Quelle claque! Voici la première grosse surprise de l’année avec ce petit film britannique délicieux et mémorable. Et en plus il faut préciser que c’est une première œuvre, ce qui impressionne d’autant plus. Barantini se sert de son expérience passée de chef de cuisine dans un grand restaurant huppé londonien pour nous inviter à une soirée plus qu’immersive dans un lieu illustre lieu culinaire de la capitale britannique dont on ne connaîtra pas le nom. Et c’est peu dire que cette expérience cinématographique est une sacrée réussite, intense et fascinante, qui ne nous lâchera pas durant plus d’une heure et demie sans aucune baisse de rythme. Réaliste et captivant, « The Chef » nous happe dès ses premières minutes pour nous scotcher sans discontinuer jusqu’à son final, certes un peu brutal. Mais il fallait bien terminer ce tour de force à un moment ou à un autre. Autant une leçon de mise en scène qu’une leçon d’humanité, ce film est un véritable plaisir de chaque instant sous tension permanente.
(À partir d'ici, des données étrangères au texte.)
PR #2211, opened 2019-12-26
Multiutil.cpp cleanup#1

JohnAFernandez:
Catch-all cleanup of multiutil.cpp. I did my best on these changes, but I am not attached to them, so please make any necessary requests for further changes.  No functionality at all should be changed.

I tried to split the commits into three categories: 

Category 1) the removal of 1 unused function with functionality that exists elsewhere, code that has been commented out since the source code was released, and 2 globals that were there to be stored by the engine and incremented and nothing else. (Their discovery during bug hunting -- and my general mental exhaustion from the same -- inspired this PR)

Category 2) changing NULL to nullptr

Category 3) Changing int3()'s into assertion()'s, error()'s, or verify()'s

### DIFF
--- a/code/network/multiutil.cpp
+++ b/code/network/multiutil.cpp
@@ -725,13 +725,16 @@ void multi_assign_player_ship( int net_player_num, object *objp,int ship_class )
 // depends on the parameter ship_class.  Note that if ship_class is invalid, the ship default_player_ship
 // is used.  Returns 1 on success, 0 otherwise
 
-int multi_create_player( int net_player_num, player *pl, const char* name, net_addr* addr, int ship_class, short id)
+void multi_create_player( int net_player_num, player *pl, const char* name, net_addr* addr, int ship_class, short id)
 {
 	int player_ship_class = ship_class;
 	int current_player_count;
 
-	Assert ( net_player_num < MAX_PLAYERS );				// probably shoudln't be able to even get into this routine if no room	
-	
+	Assertion ( net_player_num < MAX_PLAYERS, "FSO is attempting to create too many players in multi. This error should be prevented in the UI, please report!" );				// probably shoudln't be able to even get into this routine if no room	
+	Assertion(addr != nullptr, "A nullptr net address was passed to multi_create_player(). This is a code error, please report.");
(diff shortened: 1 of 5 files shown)


code/network/multiutil.cpp
```diff
@@ -842,7 +843,7 @@ int multi_create_player( int net_player_num, player *pl, const char* name, net_a
 void multi_make_player_ai( object *pobj )
 {
 
-	Assert ( pobj != NULL );
+	Assert(pobj != NULL);
```
CasparKielwein: you missed a nullptr here

code/network/multiutil.cpp
```diff
@@ -2945,14 +2928,13 @@ void multi_get_mission_checksum(const char *filename)
 
 char multi_unit_to_char(float unit)
 {
+	Verify((unit > 1.0f) && (unit < -1.0f), "Newly implemented function multi_unit_to_char() was passed a value %f, that it cannot handle.", unit);
```
CasparKielwein: here and below:
the Verify macro only supports a single argument.
You could use the old hack/trick of "anding" the check and the message.
The format is not possibly unfortunately. Asserts and their variants like Verify usually only support string literals.

```Verify((unit > 1.0f) && (unit < -1.0f) && "Newly implemented function multi_unit_to_char() was passed a value, that it cannot handle.");```

JohnAFernandez: Ah. I probably should avoid using a hack in a cleanup.  I'll just switch to Assert.  Whoever wants to implement this function can do it using debug builds.

code/network/multiutil.cpp
JohnAFernandez: I think I have this replaced with an assertion but I forgot to commit the changes.

JohnAFernandez:
Just as a note, it looks like in a few places I'm just removing int3()'s, but there was no way to reach an error value in the first place for those.  A lot of this file seems to have been a WIP when the game was released, so they were probably planning on adding some.  Most of the problems for the observer and player create functions would come from bad arguments being passed. There's also no packet being sent or received, so Assertions work really well here.

JohnAFernandez:
One multi file down, 73 to go. >.>

PR #2213, opened 2019-12-27
Minor cleanup to Verify and loading bar

Goober5000:
Some small changes:
a) Fix admonishment about commenting Assert and fix spelling
b) rename VerifyEx to Verification to be similar to Assertion
c) remove old pre-2005 MSVC code
d) update `COUNT_ESTIMATE` to provide a more accurate loading bar, per discussion in Discord

### DIFF
--- a/code/globalincs/pstypes.h
+++ b/code/globalincs/pstypes.h
@@ -240,11 +240,11 @@ extern int Global_error_count;
 // or,
 // Error( LOCATION, "Error opening %s", filename );
 
-/*******************NEVER UNCOMMENT Assert ************************************************/
-// Please never uncomment the functionality of Assert in debug
+/*******************NEVER COMMENT Assert ************************************************/
+// Please never comment the functionality of Assert in debug
 // The code, as with all development like this is littered with Asserts which are designed to throw
 // up an error message if variables are out of range.
-// Disabling this functionality is dangerous, crazy values can run rampent unchecked and the longer its disabled
+// Disabling this functionality is dangerous, crazy values can run rampant unchecked, and the longer it's disabled
 // the more likely you are to have problems getting it working again.
 #if defined(NDEBUG)
 #	define Assert(expr) do { ASSUME(expr); } while (false)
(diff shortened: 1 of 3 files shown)


MageKing17:
> d) update `COUNT_ESTIMATE` to provide a more accurate loading bar, per discussion in Discord

You clearly remember that conversation differently than I do; the only opinion I saw expressed was that the idea of `COUNT_ESTIMATE` itself is fucked up, not that the number is too low (it works pretty well, for retail). If anything, I'd think adding some sort of field to the mission file that overrides `COUNT_ESTIMATE` would make far more sense than just bumping the `#define`.

Goober5000:
I was referring to Discord only inasmuch as it alerted me to the issue, not to any potential course of action.  The purpose of that change isn't to authoritatively fix the loading bar, it's to bring the estimate up to date.

MageKing17:
Up to date with what, though? It's only a useful estimate if it's the approximate value a majority of missions will have; if it's just "this is the highest number I personally saw", it's equally as arbitrary as the current number.

Goober5000:
See the comment.  According to the Volition coders, "it seems to always be about the same", so it should indeed be approximate for a majority of missions.

The-E:
The original V comment only made sense in the context of FS2 though, as the retail missions aren't all that complex (and, generally speaking, fall into a relatively narrow band of complexity in terms of assets used). I would like to know where this "719" number is now coming from; Which mods did you survey in order to get it?

The larger point being that it makes little sense to me to bump this number; IMHO, if this is an area that we want to improve, we should improve it by making the load bar actually accurate by incrementing it for each ship or weapon model loaded or pre-mission scripting hook executed.

Goober5000:
Good grief, this is bikeshedding.  As I said, this is just to bring the estimate more in line with the current state of the code, it's not supposed to be an authoritative fix.  If anyone wants to submit a PR with a more comprehensive rewrite of the loading bar, he is welcome to do so.  That is outside the scope of this particular PR.

I looked at one mission log, loading a retail mission on MVPs 4.0, to get the 719 number.  I just checked a log from Scroll and the number there is 781.  The difference between 425 and 719 is almost 70%, while the difference between 719 and 781 is 8.6%.  The point is that there is a dramatic mismatch between the retail estimate and the current state of the code, while there is a much smaller mismatch between different mods which run on the current state of the code.

Given @CasparKielwein 's approval, I'm merging this.  Again, if anyone wishes to do a more comprehensive upgrade of the loading bar, by all means please do so.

On ne peut parler de « The Chef » sans vanter l’incroyable plan-séquence qui le constitue. Un choix de réalisation qui, pour une fois, n’est pas qu’un moyen d’en mettre plein la vue. Il le fait, certes, mais c’est surtout totalement adapté au sujet et c’est ce qui permet une immersion totale dans ce microcosme si particulier qu’est un restaurant, des cuisines à la salle en passant par sa clientèle variée. Il y a peu d’œuvres qui sont véritablement faites d’un seul plan-séquence, réel ou présumé, et c’est peut-être dans celui-ci que ce procédé est le plus justifié. « 1917 » s’était doté d’une telle méthode, mais elle était trafiquée de l’aveu même de Sam Mendes. De même facture et sans trucage, on se souvient du tout aussi magistral film allemand « Victoria » qui, lui, prenait les apparats du thriller. Ici, on débute le service du restaurant caméra à l’épaule sur les traces du personnage principal – le chef du titre donc – et on ne quittera plus ce restaurant sans une seule coupe, Barantini passant d’un serveur à un plongeur, d’un client à un barman, permettant à chaque poste de se préparer à la séquence suivante dans un ballet humain épatant. Une vraie chorégraphie d’hommes et de plats, un ballet culinaire impressionnant et addictif.
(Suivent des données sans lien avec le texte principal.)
PR #2214, opened 2019-12-28
Multi packet fixes

notimaginative:
Work in progress to fix issues with various multi packets:
- space saving changes
- resolve possible cross-platform issues
- try to avoid packet breakage with engine changes

This should track every item fixed or changed until it's ready to merge.


notimaginative:
Known issues/changes remaining:
- [x] `net_addr` struct - fixed in IPv6 port, just noting it here
- [ ] `beam_fired_packet()` - `beam_info` struct and new fields (check comments in function)
- [ ] `send_sexp_packet()` - should use `ADD_DATA()` macro
- [ ] IEEE-754 packing/unpacking for floats (see also RFC 4506)

wookieejedi:
As an FYI @JohnAFernandez is also working on multi fixes that have been submitted in a PR yet, but you both probably already know that(?).

notimaginative:
Yep, we're keeping track of each others work :)

code/network/multimsgs.cpp
```diff
@@ -7676,74 +7768,111 @@ void process_NEW_countermeasure_fired_packet(ubyte *data, header *hinfo)
...
-	ADD_USHORT(shooter->net_signature);
-	ADD_DATA(subsys_index);
+
+	ADD_USHORT(fire_info->shooter->net_signature);
 	ADD_USHORT(target_sig);
 	ADD_SHORT(u_beam_info);
-	ADD_DATA(b_info);  // FIXME: This is still wrong, we shouldn't be sending an entire struct over the wire - taylor
-//	ADD_DATA(bfi_flags);	// this breaks the protocol but is here in case we decided to do that in the future - taylor
-//	ADD_DATA(target_pos);	// ditto - Goober5000
+	ADD_FLOAT(fire_info->accuracy);
```
Baezon, line 7829: Accuracy is only used to generate `shot_aim` so it shouldn't be necessary to send.

code/network/multimsgs.cpp
```diff
@@ -7676,74 +7768,111 @@ void process_NEW_countermeasure_fired_packet(ubyte *data, header *hinfo)
...
+		ADD_FLOAT(override->dir_a.xyz.y);
+		ADD_FLOAT(override->dir_a.xyz.z);
+		// dir_b
+		ADD_FLOAT(override->dir_b.xyz.x);
+		ADD_FLOAT(override->dir_b.xyz.y);
+		ADD_FLOAT(override->dir_b.xyz.z);
+
+		ADD_FLOAT(override->delta_ang);
+
+		ADD_DATA(override->shot_count);
```
Baezon, line 7852: As mentioned in the PR, (after the PR) shot_count won't need to be sent either.

JohnAFernandez: You'll find that counting on tabled information on packet receipt is not as reliable as it would seem.  While the risk here is much lower than in the object update packet, relying on the number of shield quadrants was causing multi crashes for years.  I couldn't rely on the subsystem information either.  

This is probably safe, just be cautious about your assumptions in multi, because they can cause mysterious crashes.

JohnAFernandez: Also, with IPv6 packet sizes, the shot_count would be only 1/1000th of the packet.

Baezon: I see, well I'll defer to your guys' judgment on this, but my chief concern was reducing the number of things that need to be sent. I am really quite worried if table data can't be relied upon, how on earth can that be the case?

JohnAFernandez: FSO is a minefield and things are just not all completely initialized exactly how you expect -- or at least that's what I've gathered.  Even though a ship is created, its subsystems may not be completely created or maybe it's just not put into the linked subsystem list yet.  

Or maybe there's a difference between the two computers because someone made some manual changes.  Yeah, their stats won't be saved on a PXO game, but no one is going to care, and then the beams you see on the client and server will differ.  

I honestly don't know enough about beams to say anything about this situation, I'm just saying I made this mistake early on.

JohnAFernandez: I should explain.  The server runs the simulation, and so the more information we can get from the server about how everything runs, the better.

Baezon: Fair enough, I'd like to see what taylor says though.

code/network/multimsgs.cpp
notimaginative: Gotcha, I'll remove that.

code/network/multimsgs.cpp
notimaginative: Yeah, the shot count still needs to be added to the packet. With your changes it will only be used for making sure we get exactly the amount of data out of the packet as was put in though.

It's just not safe to depend on the client and server having the exact same data. For instance, if `MAX_BEAM_SHOTS` was changed then it could break multi if we didn't have the safety of the shot count in the packet.

notimaginative:
After the turret and flak packets are fixed I think I'll be done with this. I'm sure that there are other issues still, but it might be best to save those for a future round of fixes.

notimaginative:
@Baezon When you get some time could you give the beam_fired_packet() changes another look?

It should have everything we've talked about but I just want to make sure. I squashed it all down so you'll only have to check that single commit:
https://github.com/scp-fs2open/fs2open.github.com/pull/2214/commits/bf5acd46925afab1c3c3593099fd84a516aeed44

notimaginative:
No further changes planned at this time. There are still improvements to be made but most are likely much larger than the original intended scope of this PR.

Baezon:
It still can't handle 'floating' beams (sexp/spawned/ssm) since it will early return if it can't find a shooter or turret in those cases, but I'm not sure if you were looking on supporting that just yet with this PR?

notimaginative:
Well crap, I totally missed that. I dealt with it on the receiving end but forgot about the check on the sending side. I did intend to support floating beams so I'll get that fixed.

Is there anything else you notice that's off?
And does this include all of the changes required for your other PRs?

Baezon:
Yep, it otherwise looks good! I noticed you were handling `starting_pos` so it indeed seemed a bit strange.

Baezon (approved):
LGTM, at least as far as the beam stuff goes. Obviously, we'll want a few more eyeballs than just mine on this PR though.

code/network/multi_sexp.cpp
```diff
@@ -9,8 +9,8 @@
 #include "network/multi.h"
 #include "network/multiutil.h"
 
-#define CALLBACK_TERMINATOR	255
-int TEMP_DATA_SIZE = -1;
+static const std::uint8_t CALLBACK_TERMINATOR = 255;
+static const short TEMP_DATA_SIZE = -1;
```
z64555, line 13: If this needs to be 2 bytes across all systems, then use an int16_t. "short" "int" and "long" are still subjective to the architecture.

notimaginative: There is a safety check in the ADD_* macros to make sure the size is correct, so that shouldn't be a problem. The code won't even compile if the type size doesn't match what's expected.

Still, I would normally use a properly sized data type for this and I'm not sure why I didn't.

code/network/multimsgs.h
```diff
@@ -28,32 +28,39 @@ struct header;
...
+#define ADD_INT(d) do { static_assert(sizeof(d) == sizeof(std::int32_t), "Size of int is not right!"); Assert((static_cast<size_t>(packet_size) + sizeof(d)) < MAX_PACKET_SIZE); int swap = INTEL_INT(d); memcpy(data+packet_size, &swap, sizeof(d) ); packet_size += sizeof(d); } while (false)
+#define ADD_UINT(d) do { static_assert(sizeof(d) == sizeof(std::uint32_t), "Size of unsigned int is not right!"); Assert((static_cast<size_t>(packet_size) + sizeof(d)) < MAX_PACKET_SIZE); uint swap = INTEL_INT(d); memcpy(data+packet_size, &swap, sizeof(d) ); packet_size += sizeof(d); } while (false)
+#define ADD_ULONG(d) do { static_assert(sizeof(d) == sizeof(std::uint64_t), "Size of unsigned long is not right!"); Assert((static_cast<size_t>(packet_size) + sizeof(d)) < MAX_PACKET_SIZE); std::uint64_t swap = INTEL_LONG(d); memcpy(data+packet_size, &swap, sizeof(d) ); packet_size += sizeof(d); } while (false)
```
z64555, line 45: These macros have been using standard types for the buffer to swap the data into correct endianess, but this one is using a uint64_t?  May want to double check this.

Also remember that standard types may turn out to be smaller than their standards if on an architecture that has an int width smaller than 32bits.  Since FSO isn't targeted for 16bit architectures or below, I think we can let this slide, but it is something to be aware of.

code/network/multimsgs.h
```diff
@@ -28,32 +28,39 @@ struct header;
...
+#define ADD_FLOAT(d) do { Assert((static_cast<size_t>(packet_size) + sizeof(d)) < MAX_PACKET_SIZE); float swap = INTEL_FLOAT(&d); memcpy(data+packet_size, &swap, sizeof(d) ); packet_size += sizeof(d); } while (false)
+#define ADD_STRING(s) do { Assert((static_cast<size_t>(packet_size) + strlen(s) + sizeof(uint8_t)) < MAX_PACKET_SIZE); Assert(strlen(s) <= UINT8_MAX); uint8_t len = static_cast<uint8_t>(strlen(s)); ADD_DATA(len); memcpy(data+packet_size, s, len); packet_size += len; } while (false)
+#define ADD_STRING_16(s) do { Assert((static_cast<size_t>(packet_size) + strlen(s) + sizeof(uint16_t)) < MAX_PACKET_SIZE); uint16_t len = static_cast<uint16_t>(strlen(s)); ADD_USHORT(len); memcpy(data+packet_size, s, static_cast<size_t>(len)); packet_size += len; } while (false)
+#define ADD_STRING_32(s) do { Assert((static_cast<size_t>(packet_size) + strlen(s) + sizeof(int32_t)) < MAX_PACKET_SIZE); int32_t len = static_cast<int32_t>(strlen(s)); ADD_INT(len); memcpy(data+packet_size, s, static_cast<size_t>(len)); packet_size += len; } while (false)
```
z64555, line 49: ADD_STRING_16 uses an uint16_t for len, but ADD_STRING_32 uses an int16_t?

code/network/multi_campaign.cpp
```diff
@@ -40,13 +40,15 @@
...
 #define MC_CODE_START								3			// start campaign information
+#define MC_CODE_MISSION_NAMES						4			// mission names
 
 // packet code for ingame joining
 #define MC_JIP_INITIAL_PACKET						1			// initial data 
 #define MC_JIP_GE_STATUS							2			// goal event status for all missions
 #define MC_JIP_GOAL_NAMES							3			// goal names
 #define MC_JIP_EVENT_NAMES							4			// event names
-#define MC_JIP_END_DATA								5			// this is the end of the data
+#define MC_JIP_MISSION_NAMES						5			// mission names
```
z64555, line 50: Can these be enum's or enum classes?

code/network/multi_campaign.cpp
```diff
@@ -55,6 +57,9 @@
 // flags indicating the "accept" status of all players involved in a campaign
 int Multi_campaign_accept_flags[MAX_PLAYERS];
 
+// safety checks
+static_assert(MAX_CAMPAIGN_MISSIONS <= UINT8_MAX, "MAX_CAMPAIGN_MISSIONS is set too high and breaks multi!");
+static_assert(MAX_GOALS <= UINT8_MAX, "MAX_GOALS is set too high and breaks multi!");
```
z64555, line 62: Nice use of static_assert

code/network/multimsgs.cpp
```diff
@@ -2173,76 +2195,98 @@ void process_netgame_update_packet( ubyte *data, header *hinfo )
...
-	ubyte data[MAX_PACKET_SIZE],val;
-	int desc_len;
+	ubyte data[MAX_PACKET_SIZE];
 	int packet_size = 0;
 
-	// build the header
-	BUILD_HEADER(UPDATE_DESCRIPT);
+	// Get this out of the way, because we don't want to waste our time if the addr is bad.
+	Assert(addr != nullptr);
+	if (addr == nullptr) {
```
z64555, line 2206: Double check the use of Assert, I forget if it allows resumption or not.

code/network/multimsgs.cpp
```diff
@@ -2173,76 +2195,98 @@ void process_netgame_update_packet( ubyte *data, header *hinfo )
...
-			ADD_STRING(The_mission.mission_desc);
-		}
-	} 
-	
-	Assert(addr != NULL);
-	if(addr != NULL){
 		psnet_send(addr, data, packet_size);
 	}
+	// otherwise, break up description string if necessary and send to client
+	else {
```
z64555, line 2221: Somewhat odd style for `else`

code/network/multimsgs.cpp
```diff
@@ -2173,76 +2195,98 @@ void process_netgame_update_packet( ubyte *data, header *hinfo )
...
+		}
 
 		// send an update to this guy
 		send_netgame_descript_packet(&addr, 1);
-	} else {	
-		memset(mission_desc,0,MISSION_DESC_LENGTH+2);		
-		GET_STRING(mission_desc);
+	}
+	// otherwise 'code' will be an index indicating the message number - 1, 2, ...
+	else {
```
z64555, line 2271: Somewhat odd style for `else`. Check for style consistency in rest of file.

code/network/multimsgs.cpp
```diff
@@ -4047,8 +4082,9 @@ void send_netplayer_slot_packet()
 			ADD_DATA(stop);
 			ADD_SHORT(Net_players[idx].player_id);  
 			ADD_USHORT(Objects[Net_players[idx].m_player->objnum].net_signature);
-			ADD_INT(Net_players[idx].p_info.ship_class);
-			ADD_INT(Net_players[idx].p_info.ship_index);			
+			ADD_SHORT(static_cast<short>(Net_players[idx].p_info.ship_class));
+			val = static_cast<char>(Net_players[idx].p_info.ship_index);
+			ADD_DATA(val);
```
z64555, line 4087: Seems odd that index is smaller than ship class

code/network/multimsgs.cpp
```diff
@@ -5632,8 +5684,9 @@ void send_player_settings_packet(net_player *p)
 			// break the p_info structure by member, so we don't overwrite any absolute pointers
 			// ADD_DATA(Net_players[idx].p_info);
 			ADD_INT(Net_players[idx].p_info.team);
-			ADD_INT(Net_players[idx].p_info.ship_index);
-			ADD_INT(Net_players[idx].p_info.ship_class);
+			ADD_SHORT(static_cast<short>(Net_players[idx].p_info.ship_index));
+			val = static_cast<char>(Net_players[idx].p_info.ship_class);
```
z64555, line 5688: Hold it, this is backwards from before.  ship_index was a char while ship_class was a short.

code/network/multimsgs.h
notimaginative: That was an existing macro and I'm not sure who added it. I just added an extra safety check to them for the packet size.

code/network/multimsgs.h
notimaginative: ADD_STRING_32 is only there for compatibility with the original ADD_STRING, which used an signed int. It's only used in a single packet which does the initial game query and must remain retail compatible.

code/network/multimsgs.cpp
notimaginative: I've always done commenting that way. Picked up the habit from the freespace2 code base :)

code/network/multi_campaign.cpp
notimaginative: Probably, but I didn't want to change it just to change it.

code/network/multimsgs.cpp
notimaginative: I'm not sure. This is a leftover from the original code and should probably be removed/changed though. I'll add it to the list.

code/network/multimsgs.cpp
notimaginative: The index is for loadout and is < 12. The class is the Ship_info index. It confused me too.

code/network/multimsgs.cpp
notimaginative: Oof, good catch. That is indeed backwards.

z64555 (changes requested):
Address issue with ship_index and ship_class being the wrong types.

notimaginative:
lol. Fixed it three days ago and forgot to push the changes 🤦

z64555 (approved):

« The Chef » peut en outre se féliciter et se galvaniser de l’implication de tous ses comédiens. On suppose des heures de répétition mais à aucun moment l’interprétation laisse à désirer ou sent l’improvisation. Peu importe le nombre de prises uniques incombant à ce plan-séquence qu’a dû filmer Barantini pour aboutir à celle que l’on voit sur le grand écran, mais une chose est sûre, la distribution ne faillit à aucun moment. Mieux, elle impressionne, avec une mention spéciale à Vinette Robinson. Avec ce long-métrage, il nous propose un condensé de ce qu’est un service dans un restaurant. Et on le vit. Tous ceux qui officient dans ce domaine verront la finesse et le réalisme du regard (de l’opposition salle/cuisine aux clients impossibles en passant par le stress perpétuel d’une soirée remplie). Ce huis-clos culinaire est virtuose, comme une sorte de prouesse technique doublée d’un révélateur de l’humanité. En effet, c’est un peu le petit théâtre de la vie disséqué dans un lieu en temps réel. La puissance dramatique est incroyable et même si, en si peu de temps, le scénario semble un peu chargé, tout reste tout à fait crédible et possible. Un plat de cinéma impressionnant et mémorable et surtout un délice de chaque instant pour le spectateur. Une expérience de cinéma magistral.